Option to keep blank lines
jbrry opened this issue · 3 comments
Hi there,
I am using OpusFilter on the nlingual-rebase
branch to train a monolingual BERT model. In some of my corpora, there are empty lines which denote a document boundary, e.g. an empty line between two Wikipedia articles.
In the BERT README they mention:
"The input is a plain text file, with one sentence per line. (It is important that these be actual sentences for the "next sentence prediction" task). Documents are delimited by empty lines."
So I want to keep these empty lines where possible, so that BERT knows where a document ends for its next-sentence-prediction task (where a randomly sampled document is used as a negative example for its NSP task).
I'm just wondering would it be possible to add a feature to OpusFilter where the user can specify to keep empty lines? In my current configuration below, empty lines are removed from the example.txt
file.
common:
output_directory: tests/data
steps:
- type: filter
parameters:
inputs: [example.txt]
outputs: [example-filtered.txt]
filters:
- LengthFilter:
unit: word
min_length: 1
max_length: 100
- LongWordFilter:
threshold: 40
- HtmlTagFilter: {}
- CharacterScoreFilter:
scripts: [Latin]
thresholds: [0.5]
- LanguageIDFilter:
name: langid
id_method: langid
languages: [ga]
thresholds: [0.5]
- LanguageIDFilter:
name: cld2
id_method: cld2
languages: [ga]
thresholds: [0.5]
Thanks for the suggestion! This does sound like a useful feature.
I considered what would be the best way to implement it. A global pass_empty
setting for the filter
command would sound the best for me, but unfortunately it is difficult to do with the current implementation based on iterators and generators.
The second option is to fix all individual filters either to pass the blank lines through or add an option for that. I went through the simple filters implemented in the filters
module, and noticed that LengthRatioFilter
and LanguageIDFilter
actually didn't return very sensible results on blank lines. I fixed those and also added pass_empty
option for LengthFilter
. With these changes, I think your example should work.

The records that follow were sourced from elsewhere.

PR #720, opened 2016-02-24
PaperTrail.enabled now affects all threads, again

jaredbeck:
This is a simpler alternative to https://github.com/airblade/paper_trail/pull/717 based on conversation with @seanlinsley in https://github.com/airblade/paper_trail/issues/635

As with https://github.com/airblade/paper_trail/pull/717, this expands on @Hermanverschooten's suggestion in https://github.com/airblade/paper_trail/pull/695, particularly re: the `Railtie`.

### DIFF
--- a/lib/paper_trail/frameworks/active_record.rb
+++ b/lib/paper_trail/frameworks/active_record.rb
@@ -2,3 +2,7 @@
 # since otherwise the model(s) will get loaded in via the `Rails::Engine`.
 require "paper_trail/frameworks/active_record/models/paper_trail/version_association"
 require "paper_trail/frameworks/active_record/models/paper_trail/version"
+
+ActiveSupport.on_load(:active_record) do
+  include PaperTrail::Model
+end
--- a/lib/paper_trail/frameworks/rails/engine.rb
+++ b/lib/paper_trail/frameworks/rails/engine.rb
@@ -2,6 +2,11 @@ module PaperTrail
   module Rails
     class Engine < ::Rails::Engine
       paths['app/models'] << 'lib/paper_trail/frameworks/active_record/models'
+      config.paper_trail = ActiveSupport::OrderedOptions.new
+      initializer 'paper_trail.initialisation' do |app|
+        ActiveRecord::Base.send :include, PaperTrail::Model
+        PaperTrail.enabled = app.config.paper_trail.fetch(:enabled, true)
+      end
     end
   end
 end
--- a/CHANGELOG.md
+++ b/CHANGELOG.md
@@ -37,10 +37,13 @@
   [#614](https://github.com/airblade/paper_trail/pull/614)
 - Added `unversioned_attributes` option to `reify`.
   [#579](https://github.com/airblade/paper_trail/pull/579)
+- Added a `config.paper_trail.enabled` option for controlling PaperTrail from the environment config.
+  [#695](https://github.com/airblade/paper_trail/pull/695)
 
 ### Fixed
 
-- None
+- Fixed deprecation warning for Active Record after_callback / after_commit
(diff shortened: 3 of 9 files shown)


seanlinsley:
Pinging @stormsilver since they originally made the change in #541, and may be able to provide more context.

stormsilver:
Okay, I think I'm all caught up on the background here. :)

The context for #541 is when you are using PaperTrail in a multi-threaded environment and you would like to turn it off for some threads but not all.

In our case, we are using Sidekiq. We have some jobs that need to run _with_ PaperTrail, but some jobs (large data imports) that need to run _without_ PaperTrail. So the goal is to be able to disable PaperTrail on a thread-by-thread basis without affecting whether it's enabled for other threads.

I can't remember all of the vagaries of instance variables and threads, but it looks like this patch would remove the ability to selectively disable PaperTrail for some threads. To that end, the modifications in #695 and #717 seem best - you can set an "overall" disabled status which then becomes the default for the per-thread status.

jaredbeck:
Thanks for the quick reply, Eric. I think if we merged this (#720) you could still use `PaperTrail.enabled_for_controller=` for your use case (background jobs) is that not correct? Note that it is poorly named. A better name would be `PaperTrail.enabled_for_current_thread=`.

stormsilver:
Sure - it seems like some people want a way to globally disable PaperTrail and I have a use case for doing it per-thread. If we can come up with mechanisms for accomplishing both of those goals then that seems like a good solution!

jaredbeck:
Eric, Can you please try using `enabled_for_controller=` instead of `enabled=` and confirm that it works for your background jobs? Thanks.

lib/paper_trail/frameworks/active_record.rb
```diff
@@ -2,3 +2,7 @@
 # since otherwise the model(s) will get loaded in via the `Rails::Engine`.
 require "paper_trail/frameworks/active_record/models/paper_trail/version_association"
 require "paper_trail/frameworks/active_record/models/paper_trail/version"
+
+ActiveSupport.on_load(:active_record) do
```
batter: I think this needs to remain within `lib/paper_trail.rb` because this file only conditionally gets loaded when `ActiveRecord` is utilized outside of the context of rails.  Or perhaps there should be an `lib/paper_trail/frameworks/active_model.rb`. Regardless not sure it belongs as part of this PR, seems unrelated. Happy to make a PR for that piece separately if you'd like.

batter: Oh I see now that you also added a similar block inside of the `Rails::Engine`. Did this have issues too related to thread safety?

lib/paper_trail/frameworks/rails/engine.rb
```diff
@@ -2,6 +2,11 @@ module PaperTrail
   module Rails
     class Engine < ::Rails::Engine
       paths['app/models'] << 'lib/paper_trail/frameworks/active_record/models'
+      config.paper_trail = ActiveSupport::OrderedOptions.new
```
batter: Can you explain how this works? I never understood what is supposed to go in the `Rails::Engine` beyond code for autoloading libraries, this looks neat but I don't understand it

batter: cc @Hermanverschooten

jaredbeck:
> .. not sure it belongs as part of this PR, seems unrelated ..

Yeah, this and #717 are based on #695 which really does two things. To make this easier to review I've created https://github.com/airblade/paper_trail/pull/723, a subset of this. Let's start there and then come back to this.

jaredbeck:
Closed by #723, a subset of this PR; it fixes #635 but not #584. I'll fix the conflicts in this and open a new PR with Herman's work.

However, this is not completely solved yet. I haven't looked at e.g. on the behavior of the language model and alignment filters on empty data.
Hi Sami,
Thank you for your prompt response and changes. You're right, the blank lines are still included with my example file/config now which is very helpful, thanks!
No worries that the language model and alignment filters do not support this yet. The above changes should be ok for my needs so there's no rush with this from my end but I will leave it to you to decide if you want to keep the issue open until they are changed.
I added score_for_empty
option for CrossEntropyFilter
, CrossEntropyDifferenceFilter
, and WordAlignFilter
. When set to a value lower/higher than the threholds, it can be ensured that the empty lines are always passed/rejected. For WordAlignFilter
, I noticed that eflomal
actually fails for empty input, so I needed to set a default value.
As far as I see, keeping black lines should now be possible for all the implemented filters.